# Power Cordz for Campy Ergo's.



## Juanmoretime (Nov 24, 2001)

Power Cordz sent me a set of their brake cables for Ergo shifters to test. It reminds me of Tune freehubs. Anodized nice and red but they will never show. The liner is designed to work with Nokon housing using the Power Cordz brake cables. I've been using the liner for Nokon shift that they developed for about a month and a half and it works awesome! The brake cables will go on this weekend and I will post a review after I get the chance to get some miles on them. If it's anything like the shift cables they will be a winner. 

You will need to contact Power Cordz for the exact release date although I believe the Campy brake cables and the liner for both Nokon brake and shift housing will be available by the year end or early next year.


----------



## ampastoral (Oct 3, 2005)

it is a shame that the sweet red ano stuff gets hidden. i'll look forward to your review. i'll be upgrading my ergos this winter and was thinking about going to the nokon and power cordz.....


----------



## Edster (Aug 22, 2004)

*Power Cordz*

I was not aware that there would be specific cables for Campy. My LBS installed a set of these cables on my Campy eqiuped Litespeed and Orbea this past summer for both the brakes and transmission. They work like a charm. They used the Campy housings for the brakes and rear derailiuer. Should I be concerned that the Power Cordz they installed were not specifically made for Campy?

Thanks!


----------



## Juanmoretime (Nov 24, 2001)

They either modified the head of a brake cable or as many do the just used shift cables as a brake cable. I used the shift cables without any issues. If one shoulds break you still have the other. I'll feel better using a cable designed and tested for the application of brakes!


----------



## Juanmoretime (Nov 24, 2001)

Let the pictures tell the story. The only cables I had laying around were a couple of Campy front cables so the steel cable is a front where the Power Cordz is rear length. 



Freaking light!


----------



## sbindra (Oct 18, 2004)

*No Way*

I remember the ride that my buddy was using the PowerCordz on his Campy record bike and the rear brake cable actually sheared into fine hairs and became loose. He then could not rebraid it (like you could with a steel cable) and could not reattach to the brake. Luckily he figured this out at the lunch stop and not while on a descent. After seeing that, decided never to bother with them.


----------



## estone2 (Sep 25, 2005)

sbindra said:


> I remember the ride that my buddy was using the PowerCordz on his Campy record bike and the rear brake cable actually sheared into fine hairs and became loose. He then could not rebraid it (like you could with a steel cable) and could not reattach to the brake. Luckily he figured this out at the lunch stop and not while on a descent. After seeing that, decided never to bother with them.
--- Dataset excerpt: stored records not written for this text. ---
Issue #3043, opened 2019-08-05
Setting default locales without disregarding AccountServices' language dbus parameter


mazen-asef:
the xa.language configuration for the core file of flatpak already sets all the subset locales needed for download.
However, setting this configuration disables the functionality that happens over AccountServices' dbus.

I would like to set this configuration for multiple locales and make this issue https://gitlab.gnome.org/GNOME/gnome-software/issues/697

Uh, perhaps that happened because they weren't Campy specific? Shimano-specific cables on a Campy bike seems like a dumb idea to me.


----------



## flakey (Feb 8, 2003)

Limited lifespan, affected by UV light, more work to install, special fixing bolts reccomended for the brakes, a lot more money!?
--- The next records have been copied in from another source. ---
Issue #2979, opened 2019-06-24
Flatpak adds a duplicate Flathub remote


cmurf:
## Linux distribution and version

Fedora 30 and Rawhide

## Flatpak version

flatpak-1.4.1-1.fc31.x86_64
bubblewrap-0.3.3-2.fc31.x86_64
ostree-2019.2-1.fc31.x86_64

## Description of the problem

Too many confusing questions when installing.

>Should the remote be kept for future installations? [Y/n]: y

I don't know? Why am I being asked? I have zero information to go on for the consequences of either a yes or a no answer.

>Configure this as new remote 'flathub-1' [Y/n]: y

Same thing, no idea why I'm being asked this. I don't know what a remote is. I don't care what a remote is. I just want the app installed.

>Required runtime for com.slack.Slack/x86_64/stable (runtime/org.freedesktop.Platform/x86_64/18.08) found in remotes:
>   1) flathub
>   2) flathub-1

> Which do you want to install (0 to abort)? [0-2]: 1

This is a totally screwball question, because I got suckered into saying "yes why not?" to the 2nd question and now have two identical remotes set up. Which do I want to install? I only have an idea which one to use in this case because I just so happen to know they're identical. What if they weren't the same remote? How am I supposed to know which one to pick? Does it even matter?

These are not user friendly questions to ask.

## Steps to reproduce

I dont think they are worth the hassle or the money to save 40 grams on your bike.

Oh yeah, make sure to check your expiration date!


----------



## Juanmoretime (Nov 24, 2001)

Let's see. It doesn't rquire special washers. They recommend replacing evey two years, I replace my cables annually and no more work than any cableset to install. Check the expiration date on a product that is not even on the market for another couple of months?


----------



## sbindra (Oct 18, 2004)

estone2 said:


> Uh, perhaps that happened because they weren't Campy specific? Shimano-specific cables on a Campy bike seems like a dumb idea to me.
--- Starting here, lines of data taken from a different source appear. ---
PR #3066, opened 2019-08-22
installation: Don't return an error checking for updates offline

mwleeds:
In commit b8a3075d8 I changed a few places to check if the array
returned by ostree_repo_find_remotes_finish() is empty, which would mean
either none of the configured remotes (or P2P sources) provide the
requested refs, or the one(s) that do are offline. That was mostly
correct but in the case of
flatpak_installation_list_installed_refs_for_update() we don't want to
treat empty results as an error, because otherwise GNOME Software prints
an error message when offline: "No remotes found which provide these
refs: ...".

So this commit makes list_installed_refs_for_update() return an empty
array in case it can't find any updates (we don't distinguish "remotes
checked and provide no updates" from "remotes couldn't be reached").
This matches the behavior of the non-P2P code: the for loop above which
handles remotes without collection IDs prints a debug message if an
error is encountered.

### DIFF
--- a/tests/testlibrary.c
+++ b/tests/testlibrary.c
@@ -1733,7 +1733,7 @@ run_test_subprocess (char                 **argv,
 static void
 make_bundle (void)
 {
-  g_autofree char *repo_url = g_strdup_printf ("http://127.0.01:%s/test", httpd_port);
+  g_autofree char *repo_url = g_strdup_printf ("http://127.0.0.1:%s/test", httpd_port);
   g_autofree char *arg2 = g_strdup_printf ("--repo-url=%s", repo_url);
   g_autofree char *path = g_build_filename (testdir, "bundles", NULL);
   g_autofree char *file = g_build_filename (path, "hello.flatpak", NULL);
@@ -3400,7 +3400,7 @@ test_bundle (void)
   g_autofree char *path = NULL;
   g_autoptr(GFile) file2 = NULL;
   g_autofree char *origin = NULL;
-  g_autofree char *repo_url = g_strdup_printf ("http://127.0.01:%s/test", httpd_port);
+  g_autofree char *repo_url = g_strdup_printf ("http://127.0.0.1:%s/test", httpd_port);
   g_autoptr(GBytes) metadata = NULL;
   g_autoptr(GBytes) appstream = NULL;
   g_autoptr(GBytes) icon = NULL;
--- a/tests/testlibrary.c
+++ b/tests/testlibrary.c
@@ -1617,6 +1617,71 @@ test_list_updates (void)
 }
 
 static void
+test_list_updates_offline (void)
+{
+  g_autoptr(FlatpakInstallation) inst = NULL;
+  g_autoptr(GError) error = NULL;
+  g_autoptr(GPtrArray) refs = NULL;
+  g_autoptr(FlatpakInstalledRef) runtime_ref = NULL;
+  g_autoptr(FlatpakRemote) remote = NULL;
+  gboolean res;
+  g_autofree char *saved_url = NULL;
+  g_autofree char *wrong_url = NULL;
+
+  inst = flatpak_installation_new_user (NULL, &error);
+  g_assert_no_error (error);
+  g_assert_nonnull (inst);
+
+  /* Install a runtime */
+  runtime_ref = flatpak_installation_install (inst,
+                                              repo_name,
+                                              FLATPAK_REF_KIND_RUNTIME,
+                                              "org.test.Platform",
+                                              NULL, NULL, NULL, NULL, NULL,
+                                              &error);
+  g_assert_no_error (error);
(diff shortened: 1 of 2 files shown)


mwleeds:
Force-pushed to add a unit test and a few typo fixes.

tests/testlibrary.c
```diff
@@ -1542,6 +1542,55 @@ test_list_updates (void)
...
+  runtime_ref = flatpak_installation_install (inst,
+                                              repo_name,
+                                              FLATPAK_REF_KIND_RUNTIME,
+                                              "org.test.Platform",
+                                              NULL, NULL, NULL, NULL, NULL,
+                                              &error);
+  g_assert_no_error (error);
+  g_assert (FLATPAK_IS_INSTALLED_REF (runtime_ref));
+
+  /* Make the URL wrong to simulate being offline */
```
pwithnall: I’m not sure that’s a good simulation of being offline, since all the internal error handing will be handling error 404s, rather than address resolution errors. Maybe just rename this test to refer to ‘empty resultset’ rather than ‘being offline’?

mwleeds: Hmm, would be neat if we could do what `flatpak run --unshare=network` does to better simulate being offline.

wjt:
```c
if (g_test_subprocess ())
  {
    unshare (CLONE_NEWNET);
    /* rest of test */
  }

g_test_trap_subprocess (NULL, 0, 0);
g_test_trap_assert_passed ();
}
```

?

mwleeds: Neat, didn't know about `g_test_trap_subprocess()`. I'll try that patch.

uajain:
@mwleeds CI seems to fail. Can you take a look (maybe it was passing before the `fixup!` commit) ?

mwleeds:
It says "An internal error occurred" so I don't think it's anything I can look into. I don't think the server logs are public? I think it's just some issue with the CI server, hopefully a transient one.

tests/testlibrary.c
```diff
@@ -1542,6 +1542,58 @@ test_list_updates (void)
...
+                                                  repo_name,
+                                                  FLATPAK_REF_KIND_RUNTIME,
+                                                  "org.test.Platform",
+                                                  NULL, NULL, NULL, NULL, NULL,
+                                                  &error);
+      g_assert_no_error (error);
+      g_assert (FLATPAK_IS_INSTALLED_REF (runtime_ref));
+
+      /* Cut off the subprocess from the network the same way bubblewrap does it */
+      unshare (CLONE_NEWNET);
```
alexlarsson: This doesn't work. You must have CAP_SYS_ADMIN capabilities to be able to unshare something. Bubblewrap can do so, because it is in a new user namespace which is has full capabilities within (or because it is setuid root).

mwleeds: It seems to work though. The CI failure happens after this test passes:
```
PASS: testlibrary 20 /library/list-updates-offline
PASS: testlibrary 21 /library/transaction
PASS: testlibrary 22 /library/transaction-install-uninstall
ERROR: testlibrary - Bail out! flatpak:ERROR:tests/testlibrary.c:2630:add_new_remote2: assertion failed (suggested_name == "my-little-repo"): ("test-repo-1" == "my-little-repo")
```

mwleeds: Oh, I guess because the subsequent tests are run with networking still disabled.

mwleeds: `setns(2)` seems to imply it's the re-assocation of a process with a namespace that requires CAP_SYS_ADMIN, so maybe we could have two tests, testlibrary and testlibrary-offline.

mwleeds: It turned out that assertion failure is not because the rest of the tests are run without networking, but because the subprocess is run with the same cwd as the parent process, and the subprocess overwrites a flatpakrepo with a URL with a different port, since `global_setup()` happens again.

mwleeds: So I pushed a change to change the cwd in the subprocess.

alexlarsson: Still, unshare() doesn't work like that, and in fact the test passes even if I comment out the unshare call like so:
```
-      unshare (CLONE_NEWNET);
+      //unshare (CLONE_NEWNET);
```
So, we're testing something else it seems.

mwleeds: Right, because there's no update available for the test runtime. So we don't see one regardless of whether we're offline or not. I figured it wasn't worth creating an update since the subprocess won't see it anyway, but perhaps it's worthwhile to make sure we're testing offline behavior.

If you think we should just mangle the remote's URL instead of doing this, I'm fine with that too. I don't think libostree or flatpak handle a 404 error differently than the error you'd get when offline.

alexlarsson: Yeah, i think just mangling the url is fine

alexlarsson:
@rh-atomic-bot r+

Issue #1982, opened 2018-08-18
Unable to uninstall app when remote cannot be found


bastianilso:
## Linux distribution and version
Arch Linux

## Flatpak version
v0.99.3

## Description of the problem
I was using `flatpak list` to list all apps I have and found quite a few I dont actually use. One of them is `org.gnome.Calendar/x86_64/master` which I installed a long time ago (only available for user). So I ran `flatpak uninstall org.gnome.Calendar/x86_64/master`, expecting it to uninstall the app. Instead Flatpak responded with `error: Remote "gnome-builder-builds" not found` and `org.gnome.Calendar/x86_64/master` is still installed.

The cable sheared at the brake caliper, not at the lever. Shimano vs. Campy specific would have no effect. To my knowledge, the difference is in the thickness and the "stopper" used to fix the cable in the shifters. At the caliper attachment, shimano and campy cables are the same.


----------



## SuperSlow (Feb 11, 2005)

shimano and campy cables are NOT the same


----------



## tourdreamer (Sep 7, 2004)

SuperSlow said:


> shimano and campy cables are NOT the same



I kinda see sbindra's point though. The brake cable at the calipers is still just a cable pulling on the caliper arm. If it sheared off there, does it still matter if it was Campy or Shimano specific. I understand that Campy and Shimano are different in that the shape of the cable stoppers are different in the shifter housing but isn't brake cable just brake cable after that?


----------



## spookyload (Jan 30, 2004)

I just recieved an email from powercordz. They were pushing the new campy specific cables, a bolt package they reccomend for the powercordz, and most apealing to me...a nokon liner set with powercordz. Supposedly you just use their liner and a new cord and the beads from the Nokons work perfectly. They say the cables aren't as floppy for the shifters when used with shimano. Wonder if the cables lose the ability to bend as much too?


----------



## homebrew (Oct 28, 2004)

*powercords and M5's*

I have used powercords on my campy shifters to good effect for the past year. I was pleased that they now have campy brake cables but just learned to my disappointment that they will not work on M5 brakes. Does anyone know of any adaptions that could be made to the M5 clamping system that will allow me to use powercord brake cables?


----------